The stories are real. The experiences behind them are real. The problem is when the story starts substituting for the analysis. When the thing that happened to your parents forty years ago is still running your investment decisions today.
Part of what I try to do is help people see the story they're telling. Not to argue with it. Not to replace it. But to hold it up to the light and ask: Is this still accurate? Is it complete? Is it serving you?
One Small Step This Week
You don't need to overhaul your thinking. That's not realistic for someone managing everything you're managing.
But here's something small. Think about the story you're telling about your financial situation right now. Is it primarily a fear story, something bad is coming, and you need to protect yourself? Or is it primarily a confidence story, things have generally been okay, and they'll continue to be?
Neither is inherently wrong. But then ask: what am I not looking at?
Spend ten minutes this week reading one source that doesn't confirm your current view. Not to change your mind. To see what you find. You might find out your story is basically right. Or you might find a piece that changes your picture a little. Either way, you're widening your filter.

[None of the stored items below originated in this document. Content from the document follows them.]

Issue #419, opened 2024-09-17
[FEATURE]: Add regex matching to spreadscalers


jamesstocktonj1:
# Description
This feature lets you deploy to a set of labels which match the RegEx rather than just being equal to a label. This could allow for the following:
- may reduce the number of labels per-host
- keep traffic within a single availability zone (for use with Nats Leaf Nodes)
- should be backwards compatible (provided your label doesn't have \, *, + etc...)

## Example
Imagine a set of 5 nodes, each with the following `zone` labels:
- us-east-1
- us-east-2
- us-west-1
- us-west-2
- eu-west-1

And the following spreadscaler config:
```
- type: spreadscaler
  properties:
    replicas: 100
    spread:
      - name: spread-a
        requirements:
          zone: ([a-z]{2})-west-1
```

Would result in deployment to:
- us-west-1
- eu-west-1

This prevents the need for separate labels for country, region and availability zone.

brooksmtownsend:
Ooh @jamesstocktonj1 this is a really cool feature idea! I don't think this would be all that difficult to implement in the spreadscalers + daemonscalers, and we might be able to just treat the whole thing as regex. We should publish recommendations here if there are issues with escaping + special characters in YAML strings.

Notably this would not allow for regex matching on the key of the label, which I think is okay. Happy to help point in the right direction to where this can be implemented

jamesstocktonj1:
@brooksmtownsend Thanks for the feedback! I have used regex within yaml files before and they can just be wrapped in quote marks if/when escape characters become an issue. But I will be sure to check this out when testing.

LiamRandall:
This is a cool idea; I can imagine a lot of different ways this could be leveraged.

PR #433, opened 2024-09-28
feat: regex matching for scaler requirements

jamesstocktonj1:
## Feature or Problem
This features allows for scaler configurations to match a regex expression rather than the exact label value. All spread requirements will now be treated as regex with (most) existing wadm files being backwards compatible in matching the labels. This gives more flexible deployment and can be used in addition to leaf nodes to keep traffic within the same area.

## Related Issues
- #419 

## Consumer Impact
- escape characters may need to be used with hosts which contain regex-specific characters (e.g. *, +, ? ...). For example to match the label `star-*` you would need the regex `star-\*`

### Unit Test(s)
- existing unit tests remain untouched to ensure backwards compatability
- additional unit tests for both component and provider
- additional e2e test for regex matching
- additional serialisation and deserialisation tests

### Manual Verification
- various wadm files tested on a simple 4 host setup

### DIFF
--- a/crates/wadm-types/src/lib.rs
+++ b/crates/wadm-types/src/lib.rs
@@ -722,6 +722,12 @@ mod test {
             weight: Some(20),
         };
         spread_vec.push(spread_item);
+        let spread_item = Spread {
+            name: "northcoast".to_string(),
+            requirements: BTreeMap::from([("zone".to_string(), "([a-z]{2}-north-([0-9])".to_string())]),
+            weight: Some(40),
+        };
+        spread_vec.push(spread_item);
         let mut trait_vec: Vec<Trait> = Vec::new();
         let spreadscalerprop = SpreadScalerProperty {
             instances: 4,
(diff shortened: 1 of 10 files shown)


brooksmtownsend:
Hey @jamesstocktonj1 ! I've been chatting it over with some of the other wadm maintainers, and I think there's a general concern with Regex being implemented as-is here today and how long we could support that feature. I wanted to give you a heads up that we're likely going to ask for a bit of a refactor in this PR so that the Regex functionality can fit more into a model like the [Nomad constraint](https://developer.hashicorp.com/nomad/docs/job-specification/constraint) feature, for example:
```yaml
        - type: spreadscaler
          properties:
            instances: 1
            constraints:
              - operation: "=="
                label: "foo"
                value: "bar"
              - operation: "regex"
                attribute: "${labels.foo}"
                value: ".*"
```

This would be a holistic improvement to our spread logic and isn't a fault of your PR. I didn't want to request changes just yet because the maintainers need to get together and decide on the right structure before we ask you to change anything, but I wanted to give you an update. Do you have any thoughts/concerns/questions for right now?

Thank you so much for taking the initiative to implement this + add tests to verify that it works, this is really a fantastic contribution.

PR #455, opened 2024-10-15
chore: Pull in slightly older version of regex

thomastaylor312:
Because transitive deps suck. We need this so we can update the OCI deps in the main host


joonas (approved):

brooksmtownsend (approved):
fun, need to yank the `*.*.0` versions then after this releases

thomastaylor312:
Yep, yanking shall occur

The goal isn't neutrality. The goal is accuracy.
A Final Thought
The world does not have to be okay for your financial decisions to be sound. Uncertainty is not a reason to panic. And things being generally fine is not a reason to stop paying attention.
The question isn't what the market is doing. The question is whether the story you're using to interpret the market is the whole story.
Most of the time, it isn't for any of us.
Pay attention to what you're paying attention to.
Money is a number. Enough is a story. Make sure you're writing your own.